Provided data:
PR #259, opened 2020-07-12
ConstActualValueUsageAnalyzer: #256: Allow Assert on Enum.Member

### LINKED ISSUE #256: NUnit2007 should not fire if both sides are constant
We have NUnit tests in place to assure that the value of an enumeration member has a certain value.
This triggers NUnit2007 because the actual value is constant.

```
        public enum YesNo
        {
            No = 0,
            Yes = 1,
        }

        [Test]
        public void TestEnumValue()
        {
            Assert.AreEqual(1, YesNo.Yes);
            Assert.That(YesNo.Yes, Is.EqualTo(1));
        }
```

manfred-brands:
This fixes #256 
It will always fire if actual is a literal as that is the classic error case.
It will however not fire if actual is a constant field and expected is also a constant.
This allows validating values of named enumeration values and constants.

### DIFF
--- a/src/nunit.analyzers.tests/ConstActualValueUsage/ConstActualValueUsageAnalyzerTests.cs
+++ b/src/nunit.analyzers.tests/ConstActualValueUsage/ConstActualValueUsageAnalyzerTests.cs
@@ -97,7 +97,7 @@ namespace NUnit.Analyzers.Tests.ConstActualValueUsage
         public void AnalyzeWhenConstFieldArgumentIsProvidedForAreEqual()
         {
             var testCode = TestUtility.WrapClassInNamespaceAndAddUsing(@"
-            public class TestFixure
+            public class TestFixture
             {
                 private const string actual = ""act"";
 
@@ -115,7 +115,7 @@ namespace NUnit.Analyzers.Tests.ConstActualValueUsage
         public void AnalyzeWhenConstFieldArgumentIsProvidedForAssertThat()
         {
             var testCode = TestUtility.WrapClassInNamespaceAndAddUsing(@"
-            public class TestFixure
+            public class TestFixture
             {
                 private const string actual = ""act"";
 
@@ -159,7 +159,7 @@ namespace NUnit.Analyzers.Tests.ConstActualValueUsage
         public void ValidWhenNonConstValueIsProvidedAsActualArgumentForAreEqual()
         {
             var testCode = TestUtility.WrapClassInNamespaceAndAddUsing(@"
-            public class TestFixure
+            public class TestFixture
             {
                 private const string expected = ""exp"";
 
@@ -177,7 +177,7 @@ namespace NUnit.Analyzers.Tests.ConstActualValueUsage
         public void ValidWhenConstValueIsProvidedAsActualAndExpectedArgumentForAreEqual()
         {
             var testCode = TestUtility.WrapClassInNamespaceAndAddUsing(@"
-            public class TestFixure
+            public class TestFixture
             {
                 private const string expected = ""exp"";
 
@@ -195,7 +195,7 @@ namespace NUnit.Analyzers.Tests.ConstActualValueUsage
         public void ValidWhenNonConstValueIsProvidedAsActualNamedArgumentForAreEqual()
         {
             var testCode = TestUtility.WrapClassInNamespaceAndAddUsing(@"
-            public class TestFixure
+            public class TestFixture
             {
                 private const string expected = ""exp"";
 
@@ -213,7 +213,7 @@ namespace NUnit.Analyzers.Tests.ConstActualValueUsage
         public void ValidWhenConstValueIsProvidedAsActualAndExpectedNamedArgumentForAreEqual()
         {
             var testCode = TestUtility.WrapClassInNamespaceAndAddUsing(@"
-            public class TestFixure
+            public class TestFixture
             {
                 private const string expected = ""exp"";
 
@@ -231,7 +231,7 @@ namespace NUnit.Analyzers.Tests.ConstActualValueUsage
         public void ValidWhenNonConstValueIsProvidedAsActualArgumentForAssertThat()
         {
             var testCode = TestUtility.WrapClassInNamespaceAndAddUsing(@"
-            public class TestFixure
+            public class TestFixture
             {
                 private const string expected = ""exp"";
 
@@ -249,7 +249,7 @@ namespace NUnit.Analyzers.Tests.ConstActualValueUsage
         public void ValidWhenConstValueIsProvidedAsActualAndExpectedArgumentForAssertThat()
         {
             var testCode = TestUtility.WrapClassInNamespaceAndAddUsing(@"
-            public class TestFixure
+            public class TestFixture
             {
                 private const string expected = ""exp"";
 
@@ -267,7 +267,7 @@ namespace NUnit.Analyzers.Tests.ConstActualValueUsage
         public void ValidWhenCheckingEnumerationValueForAssertThat()
         {
             var testCode = TestUtility.WrapClassInNamespaceAndAddUsing(@"
-            public class TestFixure
+            public class TestFixture
             {
                 private enum Answer { No = 0, Yes = 1 };
 
@@ -284,7 +284,7 @@ namespace NUnit.Analyzers.Tests.ConstActualValueUsage
         public void ValidWhenCheckingAgainstStringEmptyAssertThat()
         {
             var testCode = TestUtility.WrapClassInNamespaceAndAddUsing(@"
-            public class TestFixure
+            public class TestFixture
             {
                 private const string actual = ""act"";
 
--- a/src/nunit.analyzers.tests/ConstActualValueUsage/ConstActualValueUsageAnalyzerTests.cs
+++ b/src/nunit.analyzers.tests/ConstActualValueUsage/ConstActualValueUsageAnalyzerTests.cs
@@ -130,6 +130,32 @@ namespace NUnit.Analyzers.Tests.ConstActualValueUsage
         }
 
         [Test]
+        public void AnalyzeWhenStringEmptyArgumentIsProvidedForAreEqual()
+        {
+            var testCode = TestUtility.WrapMethodInClassNamespaceAndAddUsings(@"
+                public void Test()
+                {
+                    string actual = ""act"";
+                    Assert.AreEqual(actual, string.Empty);
+                }");
+
+            AnalyzerAssert.Diagnostics(analyzer, expectedDiagnostic, testCode);
+        }
+
+        [Test]
+        public void AnalyzeWhenStringEmptyArgumentIsProvidedForAssertThat()
+        {
+            var testCode = TestUtility.WrapMethodInClassNamespaceAndAddUsings(@"
+                public void Test()
+                {
+                    string actual = ""act"";
+                    Assert.That(string.Empty, Is.EqualTo(actual));
+                }");
+
+            AnalyzerAssert.Diagnostics(analyzer, expectedDiagnostic, testCode);
+        }
+
+        [Test]
         public void ValidWhenNonConstValueIsProvidedAsActualArgumentForAreEqual()
         {
             var testCode = TestUtility.WrapClassInNamespaceAndAddUsing(@"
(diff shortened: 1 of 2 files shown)


src/nunit.analyzers/ConstActualValueUsage/ConstActualValueUsageAnalyzer.cs
```diff
@@ -24,16 +26,56 @@ public class ConstActualValueUsageAnalyzer : BaseAssertionAnalyzer
...
+                // Check for Assert.That
+                if (AssertHelper.TryGetActualAndConstraintExpressions(assertExpression, context.SemanticModel,
+                    out _, out var constraintExpression))
+                {
+                    expectedExpression = constraintExpression.ConstraintParts
+                        .Select(part => part.GetExpectedArgumentExpression())
+                        .Where(e => e != null)
+                        .FirstOrDefault();
+                }
+            }
```
Dreamescaper, line 76: nit: could you extract `GetExpectedExpression` to separate method?

manfred-brands:
Addressed review request.
Noticed that negative numbers were not considered to be constants. Added code to detect constant literal expression in general.
Added special exemption for '.Empty' in cases like: Assert.AreEqual(actual, string.Empty)

manfred-brands:
Added a fixup for the .Empty case to allow: Assert.That(SomeCollection.Empty, Is.Empty)

src/nunit.analyzers/ConstActualValueUsage/ConstActualValueUsageAnalyzer.cs
```diff
@@ -24,21 +26,91 @@ public class ConstActualValueUsageAnalyzer : BaseAssertionAnalyzer
...
+                var argumentSymbol = context.SemanticModel.GetSymbolInfo(expression).Symbol;
+
+                return (argumentSymbol is ILocalSymbol localSymbol && localSymbol.IsConst) ||
+                       (argumentSymbol is IFieldSymbol fieldSymbol && fieldSymbol.IsConst);
+            }
+
+            bool IsEmpty(ExpressionSyntax expression)
+            {
+                return expression is MemberAccessExpressionSyntax memberAccessExpression &&
+                    memberAccessExpression.Name.Identifier.Text == "Empty";
```
Dreamescaper, line 60: Personally I don't mind considering `string.Empty` as const for this analyzer, but I'm not sure it applies to any `Empty` property possible.
I would limit it by strings only.

src/nunit.analyzers/ConstActualValueUsage/ConstActualValueUsageAnalyzer.cs
```diff
@@ -24,21 +26,91 @@ public class ConstActualValueUsageAnalyzer : BaseAssertionAnalyzer
...
+                if (IsLiteralExpression(expression))
+                    return true;
+
+                var argumentSymbol = context.SemanticModel.GetSymbolInfo(expression).Symbol;
+
+                return (argumentSymbol is ILocalSymbol localSymbol && localSymbol.IsConst) ||
+                       (argumentSymbol is IFieldSymbol fieldSymbol && fieldSymbol.IsConst);
+            }
+
+            bool IsEmpty(ExpressionSyntax expression)
```
Dreamescaper, line 57:
```suggestion
            bool IsStringEmpty(ExpressionSyntax expression)
```

IsEmpty implies that `expression` itself is empty, so would be better to rename it somehow

src/nunit.analyzers/ConstActualValueUsage/ConstActualValueUsageAnalyzer.cs
manfred-brands: I can live with that.

src/nunit.analyzers/ConstActualValueUsage/ConstActualValueUsageAnalyzer.cs
manfred-brands: Done.

src/nunit.analyzers/ConstActualValueUsage/ConstActualValueUsageAnalyzer.cs
```diff
@@ -24,21 +26,91 @@ public class ConstActualValueUsageAnalyzer : BaseAssertionAnalyzer
...
+            if (AssertHelper.TryGetActualAndConstraintExpressions(assertExpression, semanticModel,
+                out _, out var constraintExpression))
+            {
+                return constraintExpression.ConstraintParts
+                        .Select(part => part.GetExpectedArgumentExpression())
+                        .Where(e => e != null)
+                        .FirstOrDefault();
+            }
+
+            return null;
```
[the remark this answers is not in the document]
manfred-brands: Done.

manfred-brands:
Added a fixup commit for the items mentioned.

src/nunit.analyzers.tests/ConstActualValueUsage/ConstActualValueUsageAnalyzerTests.cs
```diff
@@ -128,11 +129,37 @@ public void Test()
...
         }
 
+        [Test]
+        public void AnalyzeWhenStringEmptyArgumentIsProvidedForAreEqual()
+        {
+            var testCode = TestUtility.WrapMethodInClassNamespaceAndAddUsings(@"
+                public void Test()
+                {
+                    string actual = ""act"";
+                    Assert.AreEqual(actual, string.Empty);
```
mikkelbu, line 139:
```suggestion
                    string expected = ""exp"";
                    Assert.AreEqual(expected, ↓string.Empty);
```

src/nunit.analyzers.tests/ConstActualValueUsage/ConstActualValueUsageAnalyzerTests.cs
```diff
@@ -128,11 +129,37 @@ public void Test()
...
+        }
+
+        [Test]
+        public void AnalyzeWhenStringEmptyArgumentIsProvidedForAssertThat()
+        {
+            var testCode = TestUtility.WrapMethodInClassNamespaceAndAddUsings(@"
+                public void Test()
+                {
+                    string actual = ""act"";
+                    Assert.That(string.Empty, Is.EqualTo(actual));
```
mikkelbu, line 152:
```suggestion
                    string expected = ""exp"";
                    Assert.That(↓string.Empty, Is.EqualTo(expected));
```

src/nunit.analyzers.tests/ConstActualValueUsage/ConstActualValueUsageAnalyzerTests.cs
manfred-brands: No, string.Empty is the expected value. The code was supposed to test if an actual value is string.Empty. As the arguments are reversed, this should trigger an analyzer violation. String.Empty is treated as if it is a constant.

src/nunit.analyzers.tests/ConstActualValueUsage/ConstActualValueUsageAnalyzerTests.cs
manfred-brands: No, string.Empty is the expected value. The code was supposed to test if an actual value is string.Empty. As the arguments are reversed, this should trigger an analyzer violation. String.Empty is treated as if it is a constant.
One wouldn't write this code, but it could be the result of the CodeFix to convert Classic AreEqual into Constraint model.

manfred-brands:
What is the ↓ character you added? I've seen it in some tests, but don't know what it is for now why.
When I extract the string to actual code the C# compiler complains about that character.

src/nunit.analyzers.tests/ConstActualValueUsage/ConstActualValueUsageAnalyzerTests.cs
mikkelbu: Ok. Then I misunderstod the intent. The signature of `Assert.AreEqual` is `Assert.AreEqual(object expected, object actual)`, so the first argument is the expected value and the second argument is the actual value - one reason to prefer to use `Assert.That(actual, Is.EqualTo(expected))` syntax.

src/nunit.analyzers.tests/ConstActualValueUsage/ConstActualValueUsageAnalyzerTests.cs
mikkelbu: Similar comment as above. The signature of `Assert.That` is `Assert.That<TActual>(TActual actual, IResolveConstraint expression)`, so the first argument is the actual value and the last is the expected value expressed as a constraint.

mikkelbu:
The `↓` character is a special character for this test framework that specifies where the diagnosis will occur. If you don't specify it the test framework will just check that the specified diagnosis will fire, but not where in the syntax it will fire.

src/nunit.analyzers/ConstActualValueUsage/ConstActualValueUsageAnalyzer.cs
```diff
@@ -24,21 +27,90 @@ public class ConstActualValueUsageAnalyzer : BaseAssertionAnalyzer
         protected override void AnalyzeAssertInvocation(SyntaxNodeAnalysisContext context,
             InvocationExpressionSyntax assertExpression, IMethodSymbol methodSymbol)
         {
+            bool IsLiteralExpression(ExpressionSyntax expression)
```
mikkelbu, line 30: I think we should have at least one test per case in this method - so that we don't introduce regressions later on.

src/nunit.analyzers/ConstActualValueUsage/ConstActualValueUsageAnalyzer.cs
```diff
@@ -24,21 +27,90 @@ public class ConstActualValueUsageAnalyzer : BaseAssertionAnalyzer
...
-                || (argumentSymbol is ILocalSymbol localSymbol && localSymbol.IsConst)
-                || (argumentSymbol is IFieldSymbol fieldSymbol && fieldSymbol.IsConst))
+            // The actual expression is a constant field, check if expected is also constant
+            var expectedExpression = this.GetExpectedExpression(assertExpression, methodSymbol, context.SemanticModel);
+
+            if (expectedExpression != null && !IsConstant(expectedExpression) && !IsStringEmpty(expectedExpression))
             {
                 context.ReportDiagnostic(Diagnostic.Create(
                     descriptor,
                     actualExpression.GetLocation()));
```
mikkelbu, line 94:
```suggestion
                Report(actualExpression);
```

src/nunit.analyzers/ConstActualValueUsage/ConstActualValueUsageAnalyzer.cs
```diff
@@ -24,21 +27,90 @@ public class ConstActualValueUsageAnalyzer : BaseAssertionAnalyzer
...
+
             var actualExpression = assertExpression.GetArgumentExpression(methodSymbol, NunitFrameworkConstants.NameOfActualParameter);
 
             if (actualExpression == null)
                 return;
 
-            var argumentSymbol = context.SemanticModel.GetSymbolInfo(actualExpression).Symbol;
+            if (IsLiteralExpression(actualExpression))
+            {
+                // Classic error case
```
mikkelbu, line 79: I think this comment can be removed as the code is self explanatory
```suggestion
```

src/nunit.analyzers/ConstActualValueUsage/ConstActualValueUsageAnalyzer.cs
```diff
@@ -24,21 +27,90 @@ public class ConstActualValueUsageAnalyzer : BaseAssertionAnalyzer
...
+                Report(actualExpression);
+                return;
+            }
+
+            if (!IsConstant(actualExpression) && !IsStringEmpty(actualExpression))
+                return; // Standard use case
```
mikkelbu, line 85: Only a suggestion
```suggestion
                return;
```

src/nunit.analyzers/ConstActualValueUsage/ConstActualValueUsageAnalyzer.cs
manfred-brands: There are use cases in `AnalyzeWhenLiteralArgumentIsProvidedForAssertThat`: `-1` triggers `PrefixUnaryExpressionSyntax` and the `(2 + 3) * 1024` triggers all the others:  `ParenthesizedExpressionSyntax`, `BinaryExpressionSyntax`, `LiteralExpressionSyntax` Would you prefer these to be in separate test methods?

mikkelbu: My fault, I overlooked those (so much for reviewing the tests one day and the prod code the next). I think it is fine as it is.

Exercise:
Check every line of the data, and copy the ones that contain "IsConstant".

Expected answer:
+            if (expectedExpression != null && !IsConstant(expectedExpression) && !IsStringEmpty(expectedExpression))
+            if (!IsConstant(actualExpression) && !IsStringEmpty(actualExpression))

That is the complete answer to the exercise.